Tuesday, October 23, 2012

Bridging Borders: Crossing Culinary Lines- Carlie Mzik ISEP (Trieste, Italy) Spring 2012- Photo Essay Contest Winner- 3rd Place

An organic farm in Piemonte, Italy, where I ate some of the best Brazilian food I’ve ever had.

While my most meaningful cross-cultural experiences while studying in Italy came from making, sharing, and eating food,  this story has very little to do with a typical Italian culinary love-affair. Sure, I ate pasta every day and am still trying to work off the gelato weight, but the only very “Italian” aspect of my most meaningful experiences was that they took place while I was living in Trieste, in the far-east corner of the bel paese.

My German friend, Markus, teaching me how to say “hedgehog” in Italian at an osmiza.

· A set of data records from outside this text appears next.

PR #219, opened 2023-02-03
NIP-11 pubkey prefix allowed

mikedilger:
I notice in my gossip logs a lot of invalid NIP-11s.  Digging in, it turns out people are putting significant prefixes of their pubkey, not the entire pubkey (possibly for plausable deniability?).

This PR changes NIP-11 to provide for that.

### DIFF
--- a/11.md
+++ b/11.md
@@ -14,7 +14,7 @@ When a relay receives an HTTP(s) request with an `Accept` header of `application
 {
   "name": <string identifying relay>,
   "description": <string with detailed information>,
-  "pubkey": <administrative contact pubkey>,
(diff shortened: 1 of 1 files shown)


mikedilger:
Actually I would much prefer if people didn't cut bytes in half, listing an odd number of hex digits because I can't hex decode them into bytes.  But it looks like that is what everybody is doing (many relays).  *sigh*

fiatjaf:
I don't think this should be supported at all. If someone is doing this it is better to ask them to fix it.

mikedilger:
ok I had better make sure it's not my bug first.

Osmiza is a very Slovenian tradition, so I had several opportunities to experience it just outside the border-town of Trieste. An osmiza is kind of like a restaurant, except it’s only open weekends at mid-day during the spring, everyone eats together outside at big wooden picnic tables, and the menu consists exclusively of house-made wines, cheese, bread and cured meats.  A typical meal will last for at least three hours, and though the food is delicious an afternoon at osmiza is never just a meal.  The times I was able to go we played cards, celebrated anniversaries and birthdays with total strangers, sang songs, and had conversations that I will never forget, including one with my Iranian friend Farid that changed everything I thought I knew about love, peace and hospitality.

I’m not sure how, but we always managed to find enough plates for everyone.
Studying abroad was a great way for me to get immersed in Italian culture, but I also often found myself in the company of other exchange students from all over Europe, Africa, and the Middle East.  We made friends and fought off homesickness by hosting dinners on a regular basis.  We took turns sharing comfort food from home and our big, loud, international family food-fests included Mákos Tészta from Hungary, Halušky from Slovakia, Carpaccio and french fries from France, and Sebze Mucveri from Turkey, among other delicious dishes. My proficiency in Italian definitely improved, but now I can also say “cheers” in twelve languages.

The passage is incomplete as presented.